Since the beginning of the pandemic, nearly 3,000 incarcerated individuals have died from COVID-19, and hundreds of thousands more have been sick with the virus. Poor conditions in our jails, prisons, immigration detention facilities, and refugee camps have exacerbated the negative impacts of the pandemic. Lack of adequate healthcare has further worsened the impact on populations already especially vulnerable to the virus.
On any given day, there are 1.8 million people locked up in America’s jails and prisons and an additional 3.9 million people are on some form of community supervision such as probation or parole. During the COVID-19 pandemic, individuals impacted by the criminal justice system have been especially vulnerable.

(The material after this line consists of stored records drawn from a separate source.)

PR #234, opened 2025-03-18
[FIX] tests/test_util: add fallback to test with astunparse

aj-fuentes:
Old Python versions relying in astunparse will get a slightly different
expression with extra parenthesis.


KangOl (approved):
@robodoo r+

PR #235, opened 2025-03-19
[FIX] core: PEP 420 compatibility

xmo-odoo:
odoo/odoo#195664 removed explicit namespace support, as a result the `__init__` files break the ability to hook upgrade in via `PYTHONPATH`, as under PEP420 no namespace entry may have a`__init__` files within the shared namespace path.


aj-fuentes:
@KangOl I confirm it works while upgrading a DB from 7.0 up to 19.0 both locally and in the platform. If the CI is all good this looks good to go.

PR #236, opened 2025-03-19
[FIX] util.merge_model

KangOl:
Don't change the `res_model_id` of bound indirect references. Their `res_id` won't point to the correct record (if it even exists).

Those are records that haven't been remapped before the merge. They will be removed along the target model removal.

### DIFF
--- a/src/util/models.py
+++ b/src/util/models.py
@@ -421,7 +421,10 @@ def merge_model(cr, source, target, drop_table=True, fields_mapping=None, ignore
     cr.execute("SELECT model, id FROM ir_model WHERE model in %s", ((source, target),))
     model_ids = dict(cr.fetchall())
     mapping = {model_ids[source]: model_ids[target]}
-    ignores = ["ir_model", "ir_model_fields", "ir_model_constraint", "ir_model_relation"]
+
+    ir_model_tables = ["ir_model", "ir_model_fields", "ir_model_constraint", "ir_model_relation"]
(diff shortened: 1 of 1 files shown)


KangOl:
upgradeci retry with always only account documents hr_expense knowledge loyalty mrp product sale_subscription spreadsheet_edition survey website_slides

src/util/models.py
```diff
@@ -421,7 +421,10 @@ def merge_model(cr, source, target, drop_table=True, fields_mapping=None, ignore
     cr.execute("SELECT model, id FROM ir_model WHERE model in %s", ((source, target),))
     model_ids = dict(cr.fetchall())
     mapping = {model_ids[source]: model_ids[target]}
+
     ignores = ["ir_model", "ir_model_fields", "ir_model_constraint", "ir_model_relation"]
+    ignores.extend(ir.table for ir in indirect_references(cr, bound_only=True) if ir.res_model_id)
```
aj-fuentes, line 426: I'd prefer to not alter `ignores`. 

See, below in line 494
```py
if ir.res_model and not ir.res_id and ir.table not in ignores:
```
`bound_only=True` is the same as indirect references with `res_id` set, thus we are still ignoring them anyway.

IMO it's much better for debugging to keep the input `ignores` untouched and we know from experience that overriding variables could have unintended purposes.

KangOl:
@robodoo r+

PR #237, opened 2025-03-21
[ADD] util.get_common_columns

KangOl:
Function to get the ColumnList of common columns of two tables.

### DIFF
--- a/src/util/pg.py
+++ b/src/util/pg.py
@@ -31,6 +31,7 @@ except NameError:
 
 import psycopg2
 from psycopg2 import errorcodes, sql
+from psycopg2.extensions import quote_ident
 
 try:
     from odoo.modules import module as odoo_module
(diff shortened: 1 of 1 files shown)


KangOl:

src/util/pg.py
```diff
@@ -996,6 +996,11 @@ def __init__(self, list_=(), quoted=()):
         self._trailing_comma = False
         self._alias = None
 
+    @classmethod
+    def _new(cls, cr, list_=()):
```
aj-fuentes, line 1000: If we need an empty one we can always use the default `ColumnList()`. We could add some docs already :)
```suggestion
    def from_unquoted(cls, cr, list_):
        """
        Build a ColumnList item from a list of column names that may need quoting.
        
        ...
        """
```
🚲 🪛  on the name :D

aj-fuentes (commented):
The code anyway looks good to me.

KangOl:
@robodoo rebase-ff r+

PR #238, opened 2025-03-24
[FIX] ColumnList.using()

KangOl:


src/util/pg.py
```diff
@@ -1015,7 +1029,7 @@ def from_unquoted(cls, cr, list_):
         quoted = [quote_ident(c, cr._cnx) for c in list_]
         return cls(list_, quoted)
 
-    def using(self, leading_comma=False, trailing_comma=False, alias=None):
+    def using(self, leading_comma=KEEP_CURRENT, trailing_comma=KEEP_CURRENT, alias=KEEP_CURRENT):
```
aj-fuentes, line 1032: I think we could use "standard" (built-in) defaults. An empty alias cannot be confused with a valid alias ever.
```suggestion
    def using(self, leading_comma=None, trailing_comma=None, alias=""):
```

KangOl: I thought of this alternative, but I find `None` not really explicative of the behavior.

src/util/misc.py
```diff
@@ -39,8 +39,19 @@
...
 
+class Sentinel:
+    # waiting PEP661...
+    __slots__ = ("name",)
+
+    def __init__(self, name):
+        self.name = name
+
+    def __repr__(self):
+        return self.name
```
aj-fuentes, line 50: nice to have: in debugging sessions it's nice if this is explicitly printed as "Sentinel"
```suggestion
        return "Sentinel<{}>".format(self.name)
```

KangOl: Actually, it's for having it display nicely in the documentation: https://runbot131.odoo.com/runbot/static/build/77170216-master/logs/build/html/developer/reference/upgrades/upgrade_utils.html#odoo.upgrade.util.pg.ColumnList.using

image

KangOl:
upgradeci retry with always only base mrp

KangOl:
@robodoo rebase-ff r+

PR #239, opened 2025-03-26
[FIX] util/report: Fix unicode error

sagu-odoo:
fix unicode error
In python2 special character(``é``) with string formating gives error. So resolving accordingly using ``xmlcharrefreplace`` 

https://docs.python.org/2.7/howto/unicode.html#the-unicode-type
after fix 
image
```
  File "/home/odoo/src/odoo/10.0/odoo/service/server.py", line 974, in preload_registries
  File "/home/odoo/src/odoo/10.0/odoo/modules/registry.py", line 83, in new
    odoo.modules.load_modules(registry._db, force_demo, status, update_module)
  File "/home/odoo/src/odoo/10.0/odoo/modules/loading.py", line 318, in load_modules
    report=report, models_to_check=models_to_check)
  File "/home/odoo/src/odoo/10.0/odoo/modules/loading.py", line 136, in load_module_graph
  File "/home/odoo/src/odoo/10.0/odoo/modules/migration.py", line 169, in migrate_module
  File "/home/odoo/src/odoo/10.0/odoo/addons/base/maintenance/migrations/base/0.0.0/pre-match-partner_company.py", line 53, in migrate
    for p_id, p_name, c_id, c_name in rows
  File "/home/odoo/src/odoo/10.0/odoo/addons/base/maintenance/migrations/base/0.0.0/pre-match-partner_company.py", line 53, in <genexpr>
    for p_id, p_name, c_id, c_name in rows
  File "/home/odoo/src/odoo/10.0/odoo/addons/base/maintenance/migrations/util/report.py", line 305, in get_anchor_link_to_record
    anchor_tag = '<a target="_blank" href="{}">{}</a>'.format(url, html_escape(name))
UnicodeEncodeError: 'ascii' codec can't encode character u'\xe8' in position 18: ordinal not in range(128)
```
upg-2642498

opw-4642911

### DIFF
--- a/src/util/report.py
+++ b/src/util/report.py
@@ -2,6 +2,7 @@
 import logging
 import os
 import re
+import sys
 from textwrap import dedent
 
 import lxml
@@ -32,27 +33,30 @@ try:
     except ImportError:
         from odoo import SUPERUSER_ID
     from odoo import release
-    from odoo.tools import html_escape
     from odoo.tools.mail import html_sanitize
 except ImportError:
     from openerp import SUPERUSER_ID, release
     from openerp.tools.mail import html_sanitize
 
-    try:
-        from openerp.tools.misc import html_escape
-    except ImportError:
-        import werkzeug.utils
 
-        # Avoid DeprecationWarning while still remaining compatible with werkzeug pre-0.9
-        if parse_version(getattr(werkzeug, "__version__", "0.0")) < parse_version("0.9.0"):
+if sys.version_info > (3,):
+    from odoo.tools import html_escape
+else:
+    # In python2, `html_escape` always returns a byte-string with non-ascii characters replaced
+    # by their html entities.
 
-            def html_escape(text):
-                return werkzeug.utils.escape(text, quote=True)
+    import werkzeug.utils
 
-        else:
+    # Avoid DeprecationWarning while still remaining compatible with werkzeug pre-0.9
+    if parse_version(getattr(werkzeug, "__version__", "0.0")) < parse_version("0.9.0"):
 
-            def html_escape(text):
-                return werkzeug.utils.escape(text)
+        def html_escape(text):
+            return werkzeug.utils.escape(text, quote=True).encode("ascii", "xmlcharrefreplace")
+
+    else:
+
+        def html_escape(text):
+            return werkzeug.utils.escape(text).encode("ascii", "xmlcharrefreplace")
 
 
 try:


src/util/report.py
```diff
@@ -302,7 +302,9 @@ def get_anchor_link_to_record(model, id, name, action_id=None):
     else:
         url = "/web?debug=1#view_type=form&amp;model={}&amp;action={}&amp;id={}".format(model, action_id or "", id)
 
-    anchor_tag = '<a target="_blank" href="{}">{}</a>'.format(url, html_escape(name))
+    anchor_tag = '<a target="_blank" href="{}">{}</a>'.format(
+        url, html_escape(name).encode("ascii", "xmlcharrefreplace").decode("utf-8")
+    )
```
aj-fuentes, line 307: Isn't it more that we need to make the string unicode?
```suggestion
    anchor_tag = unicode('<a target="_blank" href="{}">{}</a>').format(url, html_escape(name))
```
```
>>> print(unicode("{}").format(x))
è
>>> print("{}".format(x))
  File "<input>", line 1, in <module>
    print("{}".format(x))
UnicodeEncodeError: 'ascii' codec can't encode character u'\xe8' in position 0: ordinal not in range(128)
```
cc: @KangOl

sagu-odoo: then I think  have to make [this](https://github.com/odoo/upgrade/blob/a7b641e29eddba23daad7102edfe4e6c9857bf21/migrations/base/0.0.0/pre-match-partner_company.py#L35) to unicode below traceback raised and further more unicode is not supported in python3 as I have tested 
```py
  File "/home/odoo/src/odoo/10.0/odoo/addons/base/maintenance/migrations/base/0.0.0/pre-match-partner_company.py", line 53, in migrate
    for p_id, p_name, c_id, c_name in rows
  File "/home/odoo/src/odoo/10.0/odoo/addons/base/maintenance/migrations/base/0.0.0/pre-match-partner_company.py", line 53, in <genexpr>
    for p_id, p_name, c_id, c_name in rows
UnicodeEncodeError: 'ascii' codec can't encode character u'\xe9' in position 108: ordinal not in range(128)
```
```py
odoo@odoo-sagu:~$ python3
Python 3.10.12 (main, Feb  4 2025, 14:57:36) [GCC 11.4.0] on linux
Type "help", "copyright", "credits" or "license" for more information.
>>> unicode("{}").format()
NameError: name 'unicode' is not defined
>>> 
```
please correct me if I am missing something

aj-fuentes: This parts makes the script work in python3
https://github.com/odoo/upgrade-util/blob/1109830b541cb00200f9234cd0c123ac52ceb9b8/src/util/report.py#L13-L17

And you need to run my example with python2, not python3
```
❯ python2 -m bpython
bpython version 0.20.1 on top of Python 2.7.18 /home/odoo/.local/bin/python2
WARNING: You are using `bpython` on Python 2. Support for Python 2 has been deprecated in version 0.19 and might disappear in a future version.
>>> x=u"\xe8"
>>> print(x)
è
>>> print(unicode("{}").format(x))
è
>>> print("{}".format(x))
  File "<input>", line 1, in <module>
    print("{}".format(x))
UnicodeEncodeError: 'ascii' codec can't encode character u'\xe8' in position 0:
ordinal not in range(128)
```

sagu-odoo: Yes, I tested  the suggestion in Python 2, but I also tested it in Python 3 for safety. As I mentioned earlier, even with ``unicode`` , the error still occurs https://github.com/odoo/upgrade-util/pull/239#discussion_r2013717416

KangOl: Shouldn't actually wrap all literal strings with `unicode` in the code?

aj-fuentes: Yes, that's the detail I wanted to avoid :/ I'm trying to understand if there is really any downside in using the encoding since supposedly the output of get_anchor_link_to_record should be used in html always, thus escaped chars should display correctly...

aj-fuentes: So, after checking this with the failing case, I agree with the first solution using `xmlcharrefreplace` but _only_ for Python2. That way we ensure we do not need to wrap all messages in 0.0.0 as unicode while at the same time keeping the replacement and xml encoding happening only in older versions (10.0 in practice, since 9.0 doesn't run 0.0.0 scripts)

aj-fuentes: This works
```diff
diff --git a/src/util/report.py b/src/util/report.py
index b6789b2..49bc19b 100644
--- a/src/util/report.py
+++ b/src/util/report.py
@@ -13,8 +13,10 @@ from .misc import parse_version
 # python3 shims
 try:
     basestring  # noqa: B018
+    def unicode_escape(u):
+        return u.encode("ascii", "xmlcharrefreplace")
 except NameError:
-    basestring = unicode = str
+    basestring = unicode = unicode_escape = str

 try:
     from markupsafe import Markup, escape
@@ -302,7 +304,7 @@ def get_anchor_link_to_record(model, id, name, action_id=None):
     else:
         url = "/web?debug=1#view_type=form&amp;model={}&amp;action={}&amp;id={}".format(model, action_id or "", id)

-    anchor_tag = '<a target="_blank" href="{}">{}</a>'.format(url, html_escape(name))
+    anchor_tag = '<a target="_blank" href="{}">{}</a>'.format(url, unicode_escape(html_escape(name)))
     if Markup:
         anchor_tag = Markup(anchor_tag)
     return anchor_tag
```

image

KangOl: Shouldn't it be `html_escape` that do the ... escaping?

aj-fuentes (commented):
LGTM

Still, I'm OK with merging this into `html_escape` for python2. @KangOl ?

sagu-odoo:
upgrade retry with base

sagu-odoo:
upgradeci retry with base

KangOl:

sagu-odoo:
@KangOl is this good to go ?.

KangOl:

KangOl (approved):
@robodoo r+

PR #240, opened 2025-03-31
[IMP] util.update_record_from_xml

KangOl:
Make the default value of the `force_create` argument dynamic depending on the `fields` argument.


KangOl:
@robodoo r+

PR #241, opened 2025-04-01
[IMP] util,base: use cursor's mangled names

tbe-odoo:
- The psycopg2 technical objects are now mangled inside the Odoo cursors. This is made to avoid using them improperly. So we must adapt the code to use new names.

Related to:

https://github.com/odoo/odoo/pull/204273
https://github.com/odoo/enterprise/pull/82655
https://github.com/odoo/upgrade/pull/7478

### DIFF
--- a/src/base/0.0.0/end-no-respawn-fields.py
+++ b/src/base/0.0.0/end-no-respawn-fields.py
@@ -20,7 +20,7 @@ def migrate(cr, version):
     """
     )
     execute_values(
-        cr._obj,
+        getattr(cr, '_obj__', None) or cr._obj,
         "INSERT INTO no_respawn(model, field) VALUES %s",
         # fmt:off
         [
--- a/src/util/fields.py
+++ b/src/util/fields.py
@@ -53,6 +53,7 @@ from .pg import (
     alter_column_type,
     column_exists,
     column_type,
+    cursor_get_connection,
     explode_execute,
     explode_query_range,
     format_query,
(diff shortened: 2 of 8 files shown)


KangOl:

src/base/0.0.0/end-no-respawn-fields.py
```diff
@@ -20,7 +20,7 @@ def migrate(cr, version):
     """
     )
     execute_values(
-        cr._obj,
+        getattr(cr, '_obj__', None) or cr._obj,
```
KangOl, line 23:
```suggestion
        cr,
```

src/util/fields.py
```diff
@@ -1484,7 +1485,7 @@ def update_server_actions_fields(cr, src_model, dst_model=None, fields_mapping=N
         )
     else:
         psycopg2.extras.execute_values(
-            cr._obj,
+            getattr(cr, '_obj__') or cr._obj,
```
KangOl, line 1488:
```suggestion
            cr,
```

src/util/records.py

Here you will find stories of how the coronavirus pandemic impacted individuals in the criminal justice system and their loved ones.
At the height of the pandemic, data from states and cities around the United States demonstrated that Black and Latino people got sick and died from the coronavirus at alarming and heavily disproportionate rates.
People of color in the United States are less likely to be insured, more likely to have existing health conditions, more likely to work in jobs that expose them to the virus, and less likely to be tested and treated when ill.
All of these existing disparities are concentrated and compounded in America’s system of mass incarceration.
The numbers clearly show that COVID-19 in prisons is a public health crisis.